Title: Rheumatoid Arthritis Treatment - Small Molecules, Biologics and Gene Therapy I

Session Type: Abstract Submissions (ACR)

Background/Purpose:

The altered expression of cellular miRNAs in the immune and resident cells involved in the pathogenesis of rheumatoid arthritis (RA) has been shown to contribute to the maintenance of pathognomic features typical of RA. Differential levels of circulating miRNAs in plasma were reported between patients with RA and osteoarthritis. Our aim was to analyze the effect of therapy on levels of circulating miRNAs in sera of patients with early RA (ERA).

Methods:

Sera were obtained from patients with ERA (n=34, disease duration <8 months, fulfilling 2010 EULAR/ACR criteria) at baseline and correspondingly after 3 (M3) and 12 (M12) months therapy with disease modifying antirheumatic drugs (DMARDs, methotrexate n=28, sulphasalazine n=4, leflunomide n=1) and glucocorticoids (n=30). In addition, sera were obtained also from patients with established RA (estRA, n=28, disease duration 9.28±6.52 years, fulfilling 1987 revised ACR criteria) treated with DMARDs (methotrexate n=14, sulphasalazine n=2, leflunomide n=8), glucocorticoids (n=6) or biologics (n=19). Total RNA was isolated using phenol-chloroform extraction and the levels of RA-associated miR-155, 223, 16, 146a, 132, 203 and 124a were analyzed using specific primers by TaqMan Real-Time PCR. dCt method was used for relative quantification using let-7a as a normalization control (with a detection limit at Ct= 40).

Results:

MiR-155 in sera of treatment naïve ERA patients showed significantly lower levels than in patients with estRA (dCt -6.31±1.05 v.s. -4.68±1.86, p<0.001). Treatment in ERA did not change the levels of miR-155 at M3 (dCt -6.13±1.62) or M12 (dCt -6.99±1.54). Interestingly, levels of miR-155 dropped below the detection limit in 14 ERA patients at M12. Levels of miR-223 were comparable between treatment naïve ERA and estRA (dCt 5.67±1.04 vs. 6.23±1.45) and did not change after M3 following treatment initiation in ERA (dCt 5.12±0.91). Most impressively, miR-223 in ERA showed significantly lower levels at M12 (dCt 4.34±0.78) in comparison with baseline (p<0.001) as well as M3 (p<0.01).  MiR-16 was found at significantly lower levels in treatment naïve ERA patients compared with estRA (dCt 4.93±0.91 v.s. 6.10±1.22, p<0.001).

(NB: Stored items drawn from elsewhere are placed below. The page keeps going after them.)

Issue #486, opened 2019-02-19
Shredding for SQLite


fehrenbach:
[SQLite has window functions now.](https://www.sqlite.org/releaselog/3_25_0.html) I haven't checked the [details](https://www.sqlite.org/windowfunctions.html), but this might be enough to support shredding.

jamescheney:
[MySQL 8.0 also appears to have window functions](http://www.mysqltutorial.org/mysql-window-functions/).

If these are both SQL:1999 compatible then it "should" just be a matter of making sure a sufficiently recent MySQL or SQLite is installed.  (Famous last words)

dhil:
Resolved by #492.

Issue #322, opened 2018-01-26
Add MySql and Sqlite drivers/packages to CI testing


jamescheney:
So that we can say that they are "supported" (and decrease the likelihood that they bit rot).

dhil:
I believe the current status is as follows

- Both PostgreSQL and SQLite3 get installed during CI
- Only PostgreSQL is tested during CI
- MySQL remains unsupported

jamescheney:
I think that's correct.

Testing SQLite 3 could just be a matter of adapting the existing tests to create/initialize and connect to a SQLite 3 database - theoretically both flat and shredded queries should work now thanks to #495.

dhil:
Reeled in from #505 
> It seems Ubuntu 16.04 (as provided by Azure Pipelines) only offers SQLite3 version 3.11, whilst we require at least version 3.25 (c.f. [release notes]()). So I suppose we need to find a third-party repository which offers a more recent version of SQLite3 before we can enable the shredding tests.

jamescheney:
SQLite 3.25 (which added support for `ROW_NUMBER` etc.) is only needed if we want to test shredding for SQLite3 on the CI.  I suggest that we don't wait around indefinitely and add SQLite3 and MySQL CI support but just run the plain database tests, not the shredding ones.  Whenever the default SQLite3 and/or MySQL versions available have support for the needed features, enabling the shredding tests for them should be a one-or-two-liner.

jamescheney:
It also looks like some work will be needed for the OCaml MySQL library to become compatible with Mysql 8...

https://github.com/ygrek/ocaml-mysql/issues/13

 so for now the ambition will just be to get the old mysql driver working again with Mysql 5.*, and adapt the CI to run / test the flat query examples with mysql and sqlite3.

jamescheney:
WIP in branch issue322 has reinstated the links-mysql package, with changes needed to make it compile.  However, when attempting to dynamically load the links-mysql library I get this error:
```
links> @load "factorials.links";
compiling to IR
compiled IR
debug: found loadable database driver
- /Users/jcheney/src/links/_build/install/default/lib/links-mysql/links_mysql.cmxs
- /Users/jcheney/src/links/_build/install/default/share/links-mysql/links_mysql_dependencies.json

***: Error: Cannot load plugin dependency '/Users/jcheney/.opam/4.07.0/lib/mysql/mysql.cmxs' (link error: no implementation available for Stdlib__stdLabels)
 
```
[...]

PR #492, opened 2019-02-21
SQLite shredding

fehrenbach:
Seems to pretty much just work.
It's not extensively tested, though.

Related: #486, #322


core/evalir.ml
```diff
@@ -678,8 +678,8 @@ struct
            | None -> computation env cont e
            | Some (db, p) ->
              begin
-               if db#driver_name() <> "postgresql"
-                 then raise (Errors.Runtime_error "Only PostgreSQL database driver supports shredding");
+               if not (List.mem (db#driver_name()) ["postgresql"; "sqlite3"])
```
jamescheney: I wonder if we should instead add a test to `db` objects that tells us whether the db supports shredding, and report "this database driver XYZ does not support shredding".

links-sqlite3.opam
```diff
@@ -1,21 +1,20 @@
...
-  [ "jbuilder" "build" "-p" name "-j" jobs ]
+  [ "dune" "subst" ] {pinned}
+  [ "dune" "build" "-p" name "-j" jobs ]
 ]
 
 depends: [
-  "jbuilder" {build}
+  "ocaml" {>= "4.06.0"}
+  "dune" {build}
   "sqlite3"
```
jamescheney: Would be nice to be able to check that the actual installed SQLite version is > 3.25.0, but not sure if OPAM gives us a way to say this.  If not, then row_number queries will just mysteriously fail.

fehrenbach: Ideally this would tie in with the runtime database driver test above. We don't need 3.25.0 for building, just for shredding.

fehrenbach:
I agree with all of @jamescheney's comments above, but I'm unlikely to do anything about it. I was just curious whether it worked.

links-sqlite3.opam
dhil: There is a virtual OPAM package `conf-sqlite3`, but it doesn't seem to track the version number of system package.

dhil:
Superseded by #495.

During treatment levels of miR-16 in ERA did not change after 3 months (M3: dCt 5.71±1.27) but they significantly decreased after 12 months (M12: dCt 3.85±1.37 in comparison with baseline (p<0.05) and M3 (p<0.001). The levels of miR-146a were significantly lower in ERA sera in comparison with estRA (dCt 0.44±0.93 v.s. 1.20±1.00, p<0.01) but were not changed upon treatment in ERA (dCt 0.50±0.64 at M3, 0.02±1.97 at M12 respectively). The levels of miR-132 in ERA before treatment were comparable with estRA (dCt -4.31±0.90 v.s. -3.76±1.07) and were not affected by therapy over time (dCt -4.47±0.0.91 at M3, -4.94±1.83 at M12, 4 were undetectable).  MiR-124a and miR-203 in sera were present in negligible amounts close to the detection limit and were therefore excluded from further analysis.

Conclusion:

We show here that the levels of circulating miRNA-16 and -223 are changed upon therapy such as MTX combined with glucocorticoids in patients with ERA after 12 months suggesting miRNAs as potential biomarkers in ERA.


Disclosure:

M. Filková,

IMI BTCure, IAR Epalinges; project MH CR no. 023728 and IGA no. NT 14498,

2;

B. Aradi,

IMI BTCure, IAR, EU-TEAM, EU- Osteoimmune, Masterswitch-FP7 and ZIHP,

2;

L. Senolt,

project MH CR no. 023728 and IGA no. NT 14498,

2;

K. Prajzlerova,

project MH CR no. 023728 and IGA no. NT 14498,

2;

S. Vettori,
None;

H. F. Mann,
None;

J. Vencovsky,

Abbott,

5,

Pfizer,

5,

UCB Pharma,

5,

MSD,

5,

Roche ,

5,

UCB Pharma,

8,

Pfizer ,

8,

Roche,

8,

MSD,

8;

K. Pavelka,

project MH CR no. 023728 ,

2;

B. A. Michel,
None;

R. E. Gay,

IMI BTCure, IAR, EU-TEAM, EU- Osteoimmune, Masterswitch-FP7 and ZIHP,

2;

S. Gay,

IMI BTCure, IAR, EU-TEAM, EU- Osteoimmune, Masterswitch-FP7 and ZIHP,

2;

A. Jüngel,

IMI BTCure, IAR, EU-TEAM, EU- Osteoimmune, Masterswitch-FP7 and ZIHP,

2.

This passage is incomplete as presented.